EXERCISE DETAILS: Give back every line of the data below exactly.

:::::

PR #27559, opened 2022-12-15
[FIX] Allow federated rooms with the same name per servers

MarcosSpessatto:

The main purpose for this PR is to allow the room creation with the same name, but from different servers, for example:
`room1`  from `matrix.org`
`room1`  from `my-matrix.server`
`room1` from `my-matrix2.server`
...

We are still enforcing to have only one room with a specific name per server, for example:
`room1` from `my-local-server.com`
`room1` from `my-local-server.com` <= This is not allowed.


alansikora (approved):

apps/meteor/server/models/raw/Rooms.js
```diff
@@ -309,6 +329,7 @@ export class RoomsRaw extends BaseRaw {
 				$in: groupsToAccept,
 			},
 			name: nameRegex,
+			federated: { $exists: false },
```
pierre-lehnen-rc, line 332: In my local instance all my private groups had `federated: false`; This change made me unable to add any of them to a team.
I don't know why that flag exist on them, but I assume it was used by some other feature at some point.

pierre-lehnen-rc (changes requested):
I stopped reviewing when I found a possible bug, will review the rest later.

apps/meteor/server/models/raw/Rooms.js
MarcosSpessatto: It's indeed a bug, the front end was always sending the federated property, even if it was false. But besides that, I should also add the validation to cover that case. It was fixed in the next commit. Thanks for noticing that.

hugocostadev (approved):

pierre-lehnen-rc (approved):

PR #27561, opened 2022-12-15
[FIX] IPostMessageReacted return field named isReacted instead isRemoved

### LINKED ISSUE #27497: [BUG] IPostMessageReacted returns field named `isRemoved` instead of `isReacted`
### Description:
- AppsEngine have `IPostMessageReacted`, **Handler for after a message get a reaction or a reaction got removed** . has method `executePostMessageReacted` which takes one of the parameter of type `IMessageReactionContext` which includes **isReacted** field to know whether the emoji has been added or deleted. But everytime if we react with emoji in messages instead of having a `boolean` value in **isReacted** field, we are getting `undefined` regardless the operation we are making ( add or delete ).

- Reason for having value as `undefined` everytime is from RocketChat, we are returning the field named `isRemoved` instead of `isReacted`. [Have a look over here](https://github.com/RocketChat/Rocket.Chat/blob/b12e64c661b2ecfa09e07ccab1cdcd38b79cd439/apps/meteor/app/apps/server/bridges/listeners.js#L88). But Expected field should have name `isReacted` as per the [docs](https://rocketchat.github.io/Rocket.Chat.Apps-engine/interfaces/messages_imessagereactioncontext.imessagereactioncontext.html).

### Steps to reproduce:

1. Implement `IPostMessageReacted` in RocketChat App.
2. log `isReacted` field in console.
3. Deploy the app and React any message with emoji and check console.

`OR` 

- Set up this [playground](https://github.com/Nabhag8848/RC-Apps-Snippets/tree/playground) app to avoid the step 1 and follow rest of steps.

### Expected behavior:

- Instead of having `undefined` in `isReacted` we are expecting it to be `boolean` value as to know the emoji operation within message (add or delete).

### Actual behavior:
- As we can see, getting isReacted field as `undefined`
isReactedField undefined

### Note: 
- [x] willing to work on this.

Nabhag8848:
## Proposed changes

- AppsEngine have `IPostMessageReacted`, Handler for after a message get a reaction or a reaction got removed . has method `executePostMessageReacted` which takes one of the parameter of type `IMessageReactionContext` which includes isReacted field to know whether the emoji has been added or deleted. But *Previously* everytime if we react with emoji in messages instead of having a `boolean` value in isReacted field, we were getting `undefined`. Reason for having value as `undefined` everytime previously was from RocketChat, we are returning the field named isRemoved instead of isReacted,  which is fixed.

## Issue(s)

- closes #27497


apps/meteor/app/apps/server/bridges/listeners.js
```diff
@@ -85,7 +85,7 @@ export class AppListenerBridge {
 						message: msg,
 						user: this.orch.getConverters().get('users').convertToApp(userReacted),
 						reaction,
-						isRemoved,
+						isReacted: isRemoved,
```
tapiarafael, line 88: I suggest changing the name of the variable being destructured in the parameters array, to `isReacted` to maintain the code cleaner

tapiarafael (changes requested):

apps/meteor/app/apps/server/bridges/listeners.js
Nabhag8848: Thanks @tapiarafael. will make the required changes.

Nabhag8848: Hey @tapiarafael, made the neccessary changes as per suggestion you gave.

tapiarafael (approved):
LGTM

debdutdeb (approved):

PR #27562, opened 2022-12-16
[IMPROVE] Update room.saveInfo endpoint to save priority info

murtaza98:

Changes required to save priority info along with other room info on this screen:
image

## Issue(s)

[OC-515](https://rocketchat.atlassian.net/browse/OC-515)


apps/meteor/tests/end-to-end/api/livechat/00-rooms.ts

:::::

TASK OUTPUT:
PR #27559, opened 2022-12-15
[FIX] Allow federated rooms with the same name per servers

MarcosSpessatto:

The main purpose for this PR is to allow the room creation with the same name, but from different servers, for example:
`room1`  from `matrix.org`
`room1`  from `my-matrix.server`
`room1` from `my-matrix2.server`
...

We are still enforcing to have only one room with a specific name per server, for example:
`room1` from `my-local-server.com`
`room1` from `my-local-server.com` <= This is not allowed.


alansikora (approved):

apps/meteor/server/models/raw/Rooms.js
```diff
@@ -309,6 +329,7 @@ export class RoomsRaw extends BaseRaw {
 				$in: groupsToAccept,
 			},
 			name: nameRegex,
+			federated: { $exists: false },
```
pierre-lehnen-rc, line 332: In my local instance all my private groups had `federated: false`; This change made me unable to add any of them to a team.
I don't know why that flag exist on them, but I assume it was used by some other feature at some point.

pierre-lehnen-rc (changes requested):
I stopped reviewing when I found a possible bug, will review the rest later.

apps/meteor/server/models/raw/Rooms.js
MarcosSpessatto: It's indeed a bug, the front end was always sending the federated property, even if it was false. But besides that, I should also add the validation to cover that case. It was fixed in the next commit. Thanks for noticing that.

hugocostadev (approved):

pierre-lehnen-rc (approved):

PR #27561, opened 2022-12-15
[FIX] IPostMessageReacted return field named isReacted instead isRemoved

### LINKED ISSUE #27497: [BUG] IPostMessageReacted returns field named `isRemoved` instead of `isReacted`
### Description:
- AppsEngine have `IPostMessageReacted`, **Handler for after a message get a reaction or a reaction got removed** . has method `executePostMessageReacted` which takes one of the parameter of type `IMessageReactionContext` which includes **isReacted** field to know whether the emoji has been added or deleted. But everytime if we react with emoji in messages instead of having a `boolean` value in **isReacted** field, we are getting `undefined` regardless the operation we are making ( add or delete ).

- Reason for having value as `undefined` everytime is from RocketChat, we are returning the field named `isRemoved` instead of `isReacted`. [Have a look over here](https://github.com/RocketChat/Rocket.Chat/blob/b12e64c661b2ecfa09e07ccab1cdcd38b79cd439/apps/meteor/app/apps/server/bridges/listeners.js#L88). But Expected field should have name `isReacted` as per the [docs](https://rocketchat.github.io/Rocket.Chat.Apps-engine/interfaces/messages_imessagereactioncontext.imessagereactioncontext.html).

### Steps to reproduce:

1. Implement `IPostMessageReacted` in RocketChat App.
2. log `isReacted` field in console.
3. Deploy the app and React any message with emoji and check console.

`OR` 

- Set up this [playground](https://github.com/Nabhag8848/RC-Apps-Snippets/tree/playground) app to avoid the step 1 and follow rest of steps.

### Expected behavior:

- Instead of having `undefined` in `isReacted` we are expecting it to be `boolean` value as to know the emoji operation within message (add or delete).

### Actual behavior:
- As we can see, getting isReacted field as `undefined`
isReactedField undefined

### Note: 
- [x] willing to work on this.

Nabhag8848:
## Proposed changes

- AppsEngine have `IPostMessageReacted`, Handler for after a message get a reaction or a reaction got removed . has method `executePostMessageReacted` which takes one of the parameter of type `IMessageReactionContext` which includes isReacted field to know whether the emoji has been added or deleted. But *Previously* everytime if we react with emoji in messages instead of having a `boolean` value in isReacted field, we were getting `undefined`. Reason for having value as `undefined` everytime previously was from RocketChat, we are returning the field named isRemoved instead of isReacted,  which is fixed.

## Issue(s)

- closes #27497


apps/meteor/app/apps/server/bridges/listeners.js
```diff
@@ -85,7 +85,7 @@ export class AppListenerBridge {
 						message: msg,
 						user: this.orch.getConverters().get('users').convertToApp(userReacted),
 						reaction,
-						isRemoved,
+						isReacted: isRemoved,
```
tapiarafael, line 88: I suggest changing the name of the variable being destructured in the parameters array, to `isReacted` to maintain the code cleaner

tapiarafael (changes requested):

apps/meteor/app/apps/server/bridges/listeners.js
Nabhag8848: Thanks @tapiarafael. will make the required changes.

Nabhag8848: Hey @tapiarafael, made the neccessary changes as per suggestion you gave.

tapiarafael (approved):
LGTM

debdutdeb (approved):

PR #27562, opened 2022-12-16
[IMPROVE] Update room.saveInfo endpoint to save priority info

murtaza98:

Changes required to save priority info along with other room info on this screen:
image

## Issue(s)

[OC-515](https://rocketchat.atlassian.net/browse/OC-515)


apps/meteor/tests/end-to-end/api/livechat/00-rooms.ts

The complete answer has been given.